Dataset excerpts ▸
┌──
Issue #2687, opened 2026-08-07
types: resolve a vector as the form TxN bounded by the target's vector width, not a table of ten names


octalide:
Owner decision (2026-08-07): take the `TxN`-as-a-form approach, **provided there is no long-term problem**. There is one, and it has a clean boundary, so this issue is the bounded version.

## Why a form rather than more seeded names

The type representation **already supports it**. `TYPE_VECTOR` carries `(element, lanes)` as data, and `typename.mach` already renders a vector generically as `<element>x<lanes>`. Nothing about the type system hardcodes ten vectors.

What hardcodes them is `resolve.mach:842`, which seeds exactly `VEC_COUNT = 10` spellings into a registry as `SYM_VECTOR` symbols. It is a **name lookup, not a parse**. Resolving `<prim>x<lanes>` by parsing is the natural generalization and matches what the rest of the compiler already believes.

## The boundary, which is the point of this issue

Generalizing `N` splits into two cases with very different costs.

**Sub-128-bit (`f32x3`, `f32x2`, `u32x3`) — no long-term problem.** The value is narrower than the register that holds it. `has_v128` stays meaningful and true, the register classes are unchanged, and `me.pass.scalarize`'s "a vector is `[lanes]elem`" representation generalizes without change. The real work is layout and ABI: `$size_of` becomes lane-dependent rather than always 16, aggregate layout and alignment follow, and `abi.mach`'s `is_vector` — documented today as *"true if the argument is a 128-bit SIMD vector"* — needs to classify a 12-byte or 8-byte vector.

**Super-128-bit (`f32x8`, `f64x4`) — a genuine long-term problem, and out of scope here.** It needs register classes that do not exist (ymm/zmm, SVE), and `has_v128` is a **boolean capability** that says nothing about 256-bit units, so it needs a per-width capability fact rather than a wider one. Every target lacking the unit must then scalarize or split. That is a project, not an extension.

**So: `TxN` as a form, with `N` bounded by the target's vector width.** The form is general; the bound is a capability check rather than a hardcoded list, which is what distinguishes this from simply seeding three more names.

## What it buys

Both live needs are entirely in the sub-128 case:

- **`vec3` vertex attributes.** Real vertex buffer layouts are full of them, and a mach shader currently cannot describe one. `[3]f32` is not a substitute: it is memory rather than a vector register, gets no lane arithmetic, and on SPIR-V emits `OpTypeArray` rather than `OpTypeVector`, so it does not interop either.
[...]

Issue #2658, opened 2026-08-07
spirv: a compute stage has no data path (no storage buffers) and its uvec3 built-ins cannot be typed


octalide:
Two gaps that together mean no real compute shader can be written, reported from the SPIR-V track after #2570 and #2571 landed.

## 1. Compute stages have no interface at all

Vulkan forbids `Output` storage in `GLCompute`. Compute data goes through **storage buffers**, which nothing in the SPIR-V work so far covers: #2571 added `Input`/`Output`/`Uniform` with `Location`, `BuiltIn`, `DescriptorSet` and `Binding`, and a uniform block is read-only by definition.

So `#[stage("compute")]` declares an entry point that can be dispatched and cannot read or write anything. The stage surface exists; the data path does not.

Needs a `Buffer`-decorated `OpTypeStruct` in `StorageBuffer` storage, plus whatever mach-side declaration surface names it. That surface is a design decision in the same family as the `#[uniform(set, binding)]` choice, and should probably reuse its shape.

## 2. Three compute built-ins cannot be typed

`GlobalInvocationId`, `LocalInvocationId` and `WorkgroupId` are `uvec3` in SPIR-V. Every mach vector is exactly 128 bits, so there is `u32x4` and no `u32x3`. The `#[builtin(...)]` decorator accepts these three names and the type cannot be spelled correctly.

Since a compute shader's first act is almost always reading its invocation id, this is not an edge case.

Related to the general absence of `f32x3`, which is interop friction for vertex attributes but not a blocker there, since vec4 is legal in every interface position. For these three built-ins the type is fixed by the specification, so widening is not available the way it is for a varying.

## Acceptance

- A compute shader can declare a storage buffer, read from it and write to it, and passes `spirv-val --target-env vulkan1.3`.
- The three `uvec3` built-ins are either spellable or refused with a diagnostic saying why, rather than accepted by the decorator and then mistyped.

octalide:
Split, with both halves accounted for.

**Done here.** The `uvec3` built-ins (`GlobalInvocationId`, `LocalInvocationId`, `WorkgroupId`) are refused by name with the reason, in PR #2665. They were being emitted mistyped and the validator was rejecting them, so this is now a clear refusal rather than a silent mistype. Making them spellable needs a `u32x3` that mach's fixed 128-bit vectors cannot express, which is a type-system question rather than backend work.

[...]

PR #2695, opened 2026-08-07
types: resolve a vector as the form TxN bounded by the target's vector width

octalide:
Refs #2687. **This is the type-and-layout half of #2687, not the whole of it.** ABI classification and the SPIR-V leg are outstanding, and `f32x3` is explicitly **not yet proven across a call boundary**. Deliberately not `Closes`.

## What this does

A vector type is now resolved by READING the form `<element>x<lanes>`, bounded by the target's vector width, and its layout is lane-derived rather than a flat 16 bytes.

The type representation never needed to change. `TYPE_VECTOR` already carried `(element, lanes)` and `typename.mach` already rendered a vector generically. Two things blocked `f32x3`:

1. `resolve.seed_vectors` put exactly ten names into a registry, so `f32x3` failed because nothing had seeded that name.
2. `layout.mach` folded a payload-free `NODE_VECTOR` as `extent(16, 16)`, so even once resolved it would have laid out as `f32x4`.

Both are gone.

## Where the bound lives, and why it is not `has_v128`

The bound is a new `MachineModel.vector_bits`, the widest vector a target admits by name. Deliberately **not** the existing `has_v128` capability:

- **They are independent in the direction that matters.** rv64gc and mos6502 both declare `has_v128` false and still admit every 128-bit shape today, which `me.pass.scalarize` turns into per-lane scalar code. A target with no vector unit still has a vector width, so gating the SPELLING on the capability would refuse names that compile correctly right now.
- **A boolean cannot express the growth axis.** A target that gains ymm / zmm / SVE raises `vector_bits` and the frontend admits the wider spellings with no change.

It reaches the frontend through `ComptimeCtx`, which already carries the per-build target facts the frontend needs, alongside `pointer_width`.

## Size and alignment

```
size  = element_size * lanes
align = size            when the vector fills the vector register
align = element_align   when it is narrower
```

| type | size | align |
|---|---|---|
| `f32x4` | 16 | 16 |
| `f32x3` | 12 | 4 |
| `f32x2` | 8 | 4 |
| `i16x4` | 8 | 2 |

Verified by compiling and running real programs, not by unit test alone. A `rec Vertex { pos: f32x3; uv: f32x2; }` measures **20 bytes**, packed, which is the motivating vertex-buffer case.

**The alignment is discontinuous at the register width, deliberately**, and the fold says so at the fold. A vector that fills the register aligns to its whole size because the machine's vector load requires it; a narrower one is a packed aggregate that scalarizes or loads piecewise. It reads as an inconsistency cold and would otherwise be "fixed" into uniformity, which would either over-align every vertex attribute or under-align every register-resident vector. Packing is the whole point: padding `f32x3` to 16 would make it indistinguishable from `f32x4` in memory and withhold the reason anyone wanted it.

`layout`'s dependence on the target is now a `layout.Machine` record rather than a loose `ptr_width`, since that dependence is an axis that grows and had just grown.

## Diagnostics

The refusal path matters as much as the accepted one, and the three outcomes stay distinct so a width problem is never described as a typo:

```
error: vector `f32x7` is 224 bits wide, more than this target's 128-bit vector width
error: vector `f64x3` is 192 bits wide, more than this target's 128-bit vector width
error: vector `f32x1` needs at least 2 lanes
error: unresolved type name `matrix4`     # not a vector form, falls through unchanged
error: unresolved type name `f32x04`      # leading zero is not a lane count
```

## The regression bar

**All ten pre-existing shapes are exactly 128 bits**, so they still measure 16 and 16 and this is a pure extension rather than an ABI change to shipped code. Pinned as a test at the fold and again at the IR layer, and asserted by walking `vec_shape` rather than by restating the spellings.

Tests assert what a form resolved TO, not merely that it resolved: element kind, lane count, and bit width. Refusals cover the exact boundary cases (`f32x5`, `i8x17`, `f64x3`), the degenerate `f32x1`, and `u64x4294967295` proving an absurd lane count reports too wide rather than wrapping u32 into a shape that appears to fit.

Every new assertion was checked by mutation rather than trusted:

- reverting the fold to `extent(16, 16)` — **fails**
- collapsing the alignment discontinuity to uniform — **fails**
- disabling the width bound with `if (false)` — **fails**

While doing that I found the existing `intern_vector:dedup_size_align` test declared **no machine model at all**, so its vector width was 0 and it could not have caught either layout mutation. Fixed, and extended with the sub-128 and 256-bit-target cases.

Full suite green (1249). Self-host fixpoint verified byte-identical (stage2 == stage3).

## What is outstanding

- **ABI classification** of a 12-byte or 8-byte vector. `f32x3` is not yet proven across a call boundary.
- **The SPIR-V leg**: `f32x3` reaching `OpTypeVector %float 3`, and the `uvec3` compute built-ins from #2658.

`doc/language/types.md` is updated: the "every vector is exactly 128 bits" guarantee is replaced by the real rule and the discontinuity is documented, rather than merely relaxed in prose.

## One behaviour change worth calling out

A vector spelling takes priority over scope in type position, which is how the ten already worked, so a user record named `u8x16` was already shadowed. Reading the form widens that set: a user type named `f32x3` is now shadowed too. Consistent with the existing rule, but it is a source-compatibility surface the issue does not mention.

### DIFF
--- a/doc/language/types.md
+++ b/doc/language/types.md
@@ -21,25 +21,52 @@ There is no compiler `bool`. `bool` is a stdlib `def bool: u8;` with `true` /
 
 ## SIMD vectors
 
-Ten 128-bit vector types are compiler-seeded, each a fixed number of lanes of a
-primitive numeric element:
+A vector type is a **form**, not a fixed list: any primitive numeric element
+followed by `x` and a lane count.
 
 ```mach
-f32x4  f64x2                    # float lanes
+f32x4  f32x3  f32x2  f64x2      # float lanes
 i8x16  i16x8  i32x4  i64x2      # signed integer lanes
 u8x16  u16x8  u32x4  u64x2      # unsigned integer lanes
 ```
 
-These ten are the complete set. The spelling is `<u|i|f><width>x<count>` with a
-**single** `x` — there are no other vector types and no multi-`x` shapes. A name
-like `f32x4x4` is not a vector type (it resolves as an ordinary identifier); a
-matrix is an algorithm over vectors and belongs in a library over vector
-elements, not the language. A vector spelling is recognized only in type
-position, so a value may still be named `f32x4` without colliding with the type.
+The spelling is `<u|i|f><width>x<count>` with a **single** `x`. A name like
+`f32x4x4` is not a vector type (it resolves as an ordinary identifier); a matrix
+is an algorithm over vectors and belongs in a library over vector elements, not
+the language. A vector spelling is recognized only in type position, so a value
+may still be named `f32x4` without colliding with the type.
 
-Every seeded vector is exactly 128 bits: `$size_of` and `$align_of` are both
-`16`. Arrays of vectors (`[4]f32x4`) and pointers to vectors (`*f32x4`) are
-ordinary composite types over a vector element.
+Two rules bound the form:
+
+- **At least 2 lanes.** `f32x1` is refused; a one-lane vector is just its scalar.
+- **No wider than the target's vector register.** Every current target is 128
+  bits, so `f32x7` (224 bits) is refused by name. The error names the width you
+  asked for and the width the target has, rather than reporting an unknown type.
+
+`ptr` is not a lane element: its width is target-defined rather than a scalar bit
+count, so `ptrx2` is not a vector spelling.
+
+### Size and alignment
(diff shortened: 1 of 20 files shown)


octalide:
-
└──
What is being asked ▸ Exact copies of the lines from the start of the data up to the line holding "classify a 12-byte or 8-byte vector.", both included, are all that is needed.

Task solution ▸
Issue #2687, opened 2026-08-07
types: resolve a vector as the form TxN bounded by the target's vector width, not a table of ten names


octalide:
Owner decision (2026-08-07): take the `TxN`-as-a-form approach, **provided there is no long-term problem**. There is one, and it has a clean boundary, so this issue is the bounded version.

## Why a form rather than more seeded names

The type representation **already supports it**. `TYPE_VECTOR` carries `(element, lanes)` as data, and `typename.mach` already renders a vector generically as `<element>x<lanes>`. Nothing about the type system hardcodes ten vectors.

What hardcodes them is `resolve.mach:842`, which seeds exactly `VEC_COUNT = 10` spellings into a registry as `SYM_VECTOR` symbols. It is a **name lookup, not a parse**. Resolving `<prim>x<lanes>` by parsing is the natural generalization and matches what the rest of the compiler already believes.

## The boundary, which is the point of this issue

Generalizing `N` splits into two cases with very different costs.

**Sub-128-bit (`f32x3`, `f32x2`, `u32x3`) — no long-term problem.** The value is narrower than the register that holds it. `has_v128` stays meaningful and true, the register classes are unchanged, and `me.pass.scalarize`'s "a vector is `[lanes]elem`" representation generalizes without change. The real work is layout and ABI: `$size_of` becomes lane-dependent rather than always 16, aggregate layout and alignment follow, and `abi.mach`'s `is_vector` — documented today as *"true if the argument is a 128-bit SIMD vector"* — needs to classify a 12-byte or 8-byte vector.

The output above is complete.